**Activity:**
Output every line from the beginning of the records through the line that contains "Prinzhorn, line 23: #7008 is this PR", exactly as it appears.

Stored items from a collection
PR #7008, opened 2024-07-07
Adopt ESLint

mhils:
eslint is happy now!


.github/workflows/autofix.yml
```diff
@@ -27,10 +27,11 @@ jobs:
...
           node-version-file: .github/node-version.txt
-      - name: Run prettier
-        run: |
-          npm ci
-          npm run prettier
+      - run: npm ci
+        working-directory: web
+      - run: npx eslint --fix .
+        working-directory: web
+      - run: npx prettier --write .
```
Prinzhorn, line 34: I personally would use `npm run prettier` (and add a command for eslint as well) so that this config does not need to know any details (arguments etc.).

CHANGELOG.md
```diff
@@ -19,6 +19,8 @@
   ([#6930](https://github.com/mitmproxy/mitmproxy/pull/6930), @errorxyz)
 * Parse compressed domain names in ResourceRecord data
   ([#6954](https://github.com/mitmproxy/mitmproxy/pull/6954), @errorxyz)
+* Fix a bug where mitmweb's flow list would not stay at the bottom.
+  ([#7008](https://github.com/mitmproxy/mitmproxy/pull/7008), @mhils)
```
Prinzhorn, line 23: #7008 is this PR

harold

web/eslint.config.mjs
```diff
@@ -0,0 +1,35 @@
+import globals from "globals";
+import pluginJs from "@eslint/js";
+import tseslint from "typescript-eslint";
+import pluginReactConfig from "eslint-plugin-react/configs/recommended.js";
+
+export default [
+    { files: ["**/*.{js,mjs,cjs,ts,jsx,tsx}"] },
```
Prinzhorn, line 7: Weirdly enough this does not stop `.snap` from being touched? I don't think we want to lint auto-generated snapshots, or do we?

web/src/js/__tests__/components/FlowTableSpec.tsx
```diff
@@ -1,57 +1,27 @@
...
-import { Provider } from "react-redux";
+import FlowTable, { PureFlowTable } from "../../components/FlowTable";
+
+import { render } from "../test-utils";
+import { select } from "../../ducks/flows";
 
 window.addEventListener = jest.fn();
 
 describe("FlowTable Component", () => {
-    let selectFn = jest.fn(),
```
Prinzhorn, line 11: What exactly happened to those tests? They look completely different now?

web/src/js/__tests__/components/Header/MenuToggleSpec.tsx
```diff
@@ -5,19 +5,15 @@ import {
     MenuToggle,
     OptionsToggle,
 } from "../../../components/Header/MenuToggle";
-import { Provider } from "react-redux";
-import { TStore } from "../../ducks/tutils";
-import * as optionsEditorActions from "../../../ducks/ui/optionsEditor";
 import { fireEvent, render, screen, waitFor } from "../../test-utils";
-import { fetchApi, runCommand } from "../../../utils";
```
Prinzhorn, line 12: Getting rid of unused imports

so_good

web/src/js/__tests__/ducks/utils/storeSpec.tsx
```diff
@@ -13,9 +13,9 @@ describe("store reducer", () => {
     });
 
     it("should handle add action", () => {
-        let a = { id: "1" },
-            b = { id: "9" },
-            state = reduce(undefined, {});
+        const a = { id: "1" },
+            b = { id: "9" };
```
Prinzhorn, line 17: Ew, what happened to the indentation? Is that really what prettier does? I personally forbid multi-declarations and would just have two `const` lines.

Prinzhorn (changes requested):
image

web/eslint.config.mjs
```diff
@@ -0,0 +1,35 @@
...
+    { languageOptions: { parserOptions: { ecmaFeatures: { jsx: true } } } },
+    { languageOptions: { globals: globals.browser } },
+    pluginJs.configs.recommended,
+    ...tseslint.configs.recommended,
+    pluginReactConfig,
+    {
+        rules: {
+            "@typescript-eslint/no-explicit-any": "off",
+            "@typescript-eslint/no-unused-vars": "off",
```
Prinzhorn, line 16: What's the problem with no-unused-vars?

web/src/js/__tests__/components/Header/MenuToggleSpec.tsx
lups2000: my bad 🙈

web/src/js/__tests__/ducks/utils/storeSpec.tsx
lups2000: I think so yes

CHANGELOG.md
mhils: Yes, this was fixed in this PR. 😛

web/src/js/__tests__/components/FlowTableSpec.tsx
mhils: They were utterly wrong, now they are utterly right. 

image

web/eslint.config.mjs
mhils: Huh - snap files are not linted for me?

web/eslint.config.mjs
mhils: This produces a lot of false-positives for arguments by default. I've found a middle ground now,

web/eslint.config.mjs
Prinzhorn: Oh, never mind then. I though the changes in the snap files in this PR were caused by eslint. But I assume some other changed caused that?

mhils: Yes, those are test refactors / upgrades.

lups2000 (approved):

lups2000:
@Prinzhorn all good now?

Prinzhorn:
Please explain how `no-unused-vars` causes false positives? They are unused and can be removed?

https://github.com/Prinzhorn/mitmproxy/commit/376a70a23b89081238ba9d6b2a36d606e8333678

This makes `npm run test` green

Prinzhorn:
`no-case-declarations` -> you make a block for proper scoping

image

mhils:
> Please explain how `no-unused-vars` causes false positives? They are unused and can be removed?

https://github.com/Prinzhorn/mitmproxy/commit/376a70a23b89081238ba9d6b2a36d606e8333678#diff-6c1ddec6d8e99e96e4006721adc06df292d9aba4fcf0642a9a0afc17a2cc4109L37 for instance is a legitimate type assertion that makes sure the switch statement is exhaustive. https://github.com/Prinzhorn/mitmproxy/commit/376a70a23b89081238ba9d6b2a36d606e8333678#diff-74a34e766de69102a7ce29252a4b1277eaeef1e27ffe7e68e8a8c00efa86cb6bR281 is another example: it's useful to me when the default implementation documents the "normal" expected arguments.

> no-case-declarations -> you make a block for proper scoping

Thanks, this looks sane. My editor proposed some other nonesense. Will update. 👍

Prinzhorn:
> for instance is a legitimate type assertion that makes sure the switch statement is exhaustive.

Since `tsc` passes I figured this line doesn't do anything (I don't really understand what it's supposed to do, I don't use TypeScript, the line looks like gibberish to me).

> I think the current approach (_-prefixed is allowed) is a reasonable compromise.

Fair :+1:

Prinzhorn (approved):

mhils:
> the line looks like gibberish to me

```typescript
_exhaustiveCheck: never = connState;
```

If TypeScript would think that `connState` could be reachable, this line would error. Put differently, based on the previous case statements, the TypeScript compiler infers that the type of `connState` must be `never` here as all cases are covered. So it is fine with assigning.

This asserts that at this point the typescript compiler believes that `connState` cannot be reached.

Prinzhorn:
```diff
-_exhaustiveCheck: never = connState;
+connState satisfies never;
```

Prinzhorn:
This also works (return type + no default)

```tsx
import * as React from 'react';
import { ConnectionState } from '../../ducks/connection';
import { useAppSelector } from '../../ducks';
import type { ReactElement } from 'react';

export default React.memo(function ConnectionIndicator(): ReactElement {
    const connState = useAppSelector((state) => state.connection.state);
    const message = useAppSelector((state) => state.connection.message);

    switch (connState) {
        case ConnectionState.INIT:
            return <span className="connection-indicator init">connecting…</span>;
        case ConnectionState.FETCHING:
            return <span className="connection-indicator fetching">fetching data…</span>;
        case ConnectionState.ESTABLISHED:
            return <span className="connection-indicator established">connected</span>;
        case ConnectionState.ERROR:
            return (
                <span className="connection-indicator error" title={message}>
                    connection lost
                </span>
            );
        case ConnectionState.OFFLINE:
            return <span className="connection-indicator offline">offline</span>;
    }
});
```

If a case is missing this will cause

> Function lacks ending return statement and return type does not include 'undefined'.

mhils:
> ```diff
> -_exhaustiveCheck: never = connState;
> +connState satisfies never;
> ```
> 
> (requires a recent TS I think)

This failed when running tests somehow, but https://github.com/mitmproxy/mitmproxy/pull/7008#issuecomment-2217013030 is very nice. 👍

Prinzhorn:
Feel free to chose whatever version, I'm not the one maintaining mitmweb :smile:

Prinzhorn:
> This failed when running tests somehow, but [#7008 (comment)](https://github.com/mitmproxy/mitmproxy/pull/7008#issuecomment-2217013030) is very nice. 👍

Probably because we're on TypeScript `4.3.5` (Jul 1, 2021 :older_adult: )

**Response for this exercise:**
PR #7008, opened 2024-07-07
Adopt ESLint

mhils:
eslint is happy now!


.github/workflows/autofix.yml
```diff
@@ -27,10 +27,11 @@ jobs:
...
           node-version-file: .github/node-version.txt
-      - name: Run prettier
-        run: |
-          npm ci
-          npm run prettier
+      - run: npm ci
+        working-directory: web
+      - run: npx eslint --fix .
+        working-directory: web
+      - run: npx prettier --write .
```
Prinzhorn, line 34: I personally would use `npm run prettier` (and add a command for eslint as well) so that this config does not need to know any details (arguments etc.).

CHANGELOG.md
```diff
@@ -19,6 +19,8 @@
   ([#6930](https://github.com/mitmproxy/mitmproxy/pull/6930), @errorxyz)
 * Parse compressed domain names in ResourceRecord data
   ([#6954](https://github.com/mitmproxy/mitmproxy/pull/6954), @errorxyz)
+* Fix a bug where mitmweb's flow list would not stay at the bottom.
+  ([#7008](https://github.com/mitmproxy/mitmproxy/pull/7008), @mhils)
```
Prinzhorn, line 23: #7008 is this PR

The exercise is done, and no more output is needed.